— EXTRACTED INFORMATION —
Issue #842, opened 2026-06-08
metadata.lifecycleState='running' never reconciled against active=0; sessions appear live after host outage


heavygee:
## Summary

`metadata.lifecycleState` and the in-memory `session.active` flag drift apart over time and the hub never reconciles them. Sessions appear as `lifecycleState: 'running'` in the metadata blob (and therefore in the web UI's session-row badge) long after the in-memory `active` flag has been flipped to `false` by inactivity expiration or host disconnect. From the operator's perspective the session looks live; reality is zombie.

A 107-session census on a long-running fleet found 1 session in this state. Pattern: host went offline for days, web UI still showed the session row with the "running" badge.

## Repro

1. Start a session on host A. `metadata.lifecycleState` becomes `'running'` (`cli/src/agent/sessionFactory.ts:78`).
2. Kill host A's runner abruptly (`SIGKILL` the `hapi runner` process so no graceful shutdown runs) OR disconnect host A's network.
3. Wait >30s for the hub's `expireInactive` to flip in-memory `session.active` to `false` (`hub/src/sync/sessionCache.ts:369` and `:389`).
4. Reload the web UI on the operator's host. The session row shows the "running" badge (driven from `metadata.lifecycleState`) but is sortable / filterable as inactive (driven from `active`).
5. Query the DB:
   ```bash
   sqlite3 ~/.hapi/hapi.db "SELECT id, active, json_extract(metadata,'$.lifecycleState') FROM sessions WHERE id='<sid>'"
   ```
   Output: `<sid> | 0 | running` — the divergence.

## Root cause

Two separate state machines for the same concept, no reconciler:

### lifecycleState is metadata (CLI-owned)

`cli/src/agent/sessionFactory.ts:78` initializes new sessions with:

```ts
metadata: {
    ...
    lifecycleState: 'running',
    lifecycleStateSince: now,
}
```

Subsequent metadata writes happen via `cli/src/agent/runnerLifecycle.ts` `archiveAndClose` on graceful close. There is no metadata write on abrupt-kill, host-disconnect, or hub-side inactivity expiration.

### active is in-memory + DB column (hub-owned)

`hub/src/sync/sessionCache.ts` flips `session.active = false` in two paths:

- `markInactive` (line 365-380): explicit transition.
- `expireInactive` (line 384-401): 30s grace after the last `activeAt` heartbeat; runs periodically.

[...]

PR #1706, opened 2026-08-27
fix(hub): verify runner before trusting archiveSession's dead-CLI fallback

### LINKED ISSUE #1705: archiveSession's RpcTargetMissingError fallback marks sessions archived without confirming the runner process is actually dead
## Summary

`SyncEngine.archiveSession` (`hub/src/sync/syncEngine.ts`) only has one way to actually stop the target process — `rpcGateway.killSession(sessionId)`, a **session-scoped socket RPC** keyed on the string `${sessionId}:KillSession`. When that RPC target is missing, the #916 fix (merged) treats it as proof the CLI is already gone and unconditionally marks the row `archived`:

```ts
try {
    await this.rpcGateway.killSession(sessionId)
} catch (error) {
    if (error instanceof RpcTargetMissingError) {
        this.sessionCache.markSessionArchivedFromHub(sessionId, 'Archived from hub (CLI unreachable)')
    } else {
        throw error
    }
}
```

That assumption is false whenever the session-scoped socket registration is stale **but the underlying runner child process is still alive**. Concretely:

- `RpcRegistry` keys handlers on whatever session id the CLI itself registers under when its session socket connects (`hub/src/socket/handlers/cli/rpcHandlers.ts:19`, `rpcRegistry.register(socket, parsed.data.method)`).
- `SessionCache.mergeSessions(oldId, newId, ...)` (`hub/src/sync/sessionCache.ts:1088`) rotates the hub's *canonical* session id during a resume whenever the runner mints a session id different from the one the hub asked it to resume (`syncEngine.ts:3142`, `if (spawnResult.sessionId !== access.sessionId)`). Nothing tells the live CLI socket to re-register its RPC handlers under the new canonical id.
- The session socket can also simply be mid-reconnect (normal churn), independent of any id rotation.

In any of these cases, `killSession(sessionId)` throws `RpcTargetMissingError` even though the OS process is healthy and its runner-level supervision is intact. The current code takes that as "CLI unreachable ⇒ dead" and archives the row. The result: **a live, still-running child process, permanently marked `archived` in the hub, with no further supervision pointed at it** — an orphan that keeps consuming a working directory, API budget, etc., indefinitely, while every operator-facing surface reports it as cleanly stopped.

This is a false-positive that's arguably worse than the original #916 500 — the old behavior at least surfaced an honest error; the current behavior silently reports success.

## Why we know the process can be reachable when the session-socket RPC isn't

The hub already has a second, more robust kill path that isn't wired into `archiveSession`: `rpcGateway.stopRunnerSession(machineId, sessionId)` — a **machine-level** RPC handled by the runner's own `stopSession` (`cli/src/runner/run.ts:910`). That handler resolves the target PID by scanning **both** the requested and confirmed session ids it has recorded for every tracked/persisted child (`cli/src/runner/run.ts:914-990`), so it survives exactly the id-rotation/mismatch case that defeats the session-socket RPC. It's already used this way elsewhere in the codebase to authoritatively confirm a child is gone before touching hub state, e.g. `SyncEngine.reconcilePersistedPtyResumeAttempt` / `reconcilePersistedPiResumeAttempt` (`hub/src/sync/syncEngine.ts:3742-3789`).

`archiveSession` never calls it.

## Relation to other tracked issues

- #916 (closed) — introduced the `RpcTargetMissingError` → archive-from-hub fallback this issue refines. That fix correctly stopped the 500, but traded it for a silent false-positive in the id-mismatch case.
- #842 (open) — `metadata.lifecycleState` vs `active` reconciliation gap. Related but distinct: that issue is about *nothing* ever reconciling a drifted row. This issue is about `archiveSession` *actively* writing a wrong `archived` state while a process is still alive, which then has nothing to reconcile it back either.
- #929 (open) — runner cold start orphaning live-but-detached sessions. Same family of orphan-process problems, different trigger (runner restart vs. archive-time id mismatch).

## Proposed fix

Before trusting `RpcTargetMissingError` as proof of death, have `archiveSession` fall back to `stopRunnerSession(machineId, sessionId)` (when the session's `metadata.machineId` is known) and only proceed to `markSessionArchivedFromHub` if that call also reports the process gone (`already_gone`) — surfacing an error instead of silently archiving if it reports `still_alive`. When there's no known machine, or the machine RPC itself is unreachable, fall back to the current best-effort behavior (nothing stronger to check against).

I have a minimal patch + regression test ready and will open a PR against this issue.

heavygee:
## Summary

- `archiveSession`'s only kill path (`rpcGateway.killSession`, a session-scoped socket RPC) treated any `RpcTargetMissingError` as proof the CLI process was dead and unconditionally archived the row. That RPC target goes stale independently of the process — most notably when `SessionCache.mergeSessions` rotates the hub's canonical session id during a resume — so a missing target does not prove the process is gone.
- Before trusting that fallback, verify with the machine-level `stopRunnerSession` RPC, which resolves the child by PID on the runner side and checks both the requested and confirmed session ids (already used this way by the PTY/Pi resume reconciliation paths). Only archive once that also reports the process gone; if it reports `still_alive`, surface an error instead of silently archiving a live process.
- When the session has no known `machineId`, or the machine RPC itself is unreachable, preserve the prior best-effort behavior (nothing stronger to check against).

Fixes #1705

## Test plan

- [x] New unit tests in `hub/src/sync/syncEngineArchiveSession.test.ts` cover: still-alive (rejects, stays active), confirmed-gone (archives), no-known-machine (falls back to old behavior), machine-unreachable (best-effort archive as before)
- [x] `bun test src/sync/` and `bun test src/web/routes/sessions.test.ts` pass (pre-existing unrelated failures in `loadServerSettings`, `TitleSuggestionService`, `resolveFcmConfig` reproduce identically on `main`)
- [x] `tsc --noEmit` clean in `hub/`

### DIFF
--- a/cli/src/api/apiMachine.ts
+++ b/cli/src/api/apiMachine.ts
@@ -60,7 +60,7 @@ export { normalizeWindowsDriveRoot } from './machinePathPolicy'
 
 type MachineRpcHandlers = {
     spawnSession: (options: SpawnSessionOptions) => Promise<SpawnSessionResult>
-    stopSession: (sessionId: string) => Promise<'stopped' | 'already_gone' | 'still_alive'>
+    stopSession: (sessionId: string) => Promise<'stopped' | 'already_gone' | 'still_alive' | 'unknown'>
     requestShutdown: () => void
 }
 
--- a/cli/src/runner/controlClient.ts
+++ b/cli/src/runner/controlClient.ts
@@ -96,9 +96,9 @@ export async function listRunnerSessions(): Promise<any[]> {
   return result.children || [];
 }
 
-export async function stopRunnerSession(sessionId: string): Promise<'stopped' | 'already_gone' | 'still_alive'> {
+export async function stopRunnerSession(sessionId: string): Promise<'stopped' | 'already_gone' | 'still_alive' | 'unknown'> {
   const result = await runnerPost('/stop-session', { sessionId });
-  return result.status === 'stopped' || result.status === 'already_gone' || result.status === 'still_alive'
+  return result.status === 'stopped' || result.status === 'already_gone' || result.status === 'still_alive' || result.status === 'unknown'
     ? result.status
     : 'still_alive';
 }
--- a/cli/src/runner/controlServer.ts
+++ b/cli/src/runner/controlServer.ts
@@ -19,7 +19,7 @@ export function startRunnerControlServer({
   onHappySessionWebhook
 }: {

— WHAT NEEDS TO BE DONE —
When a line in the records holds the string "fallback", copy that line.

— ANSWER BELOW —
fix(hub): verify runner before trusting archiveSession's dead-CLI fallback
### LINKED ISSUE #1705: archiveSession's RpcTargetMissingError fallback marks sessions archived without confirming the runner process is actually dead
- #916 (closed) — introduced the `RpcTargetMissingError` → archive-from-hub fallback this issue refines. That fix correctly stopped the 500, but traded it for a silent false-positive in the id-mismatch case.
- Before trusting that fallback, verify with the machine-level `stopRunnerSession` RPC, which resolves the child by PID on the runner side and checks both the requested and confirmed session ids (already used this way by the PTY/Pi resume reconciliation paths). Only archive once that also reports the process gone; if it reports `still_alive`, surface an error instead of silently archiving a live process.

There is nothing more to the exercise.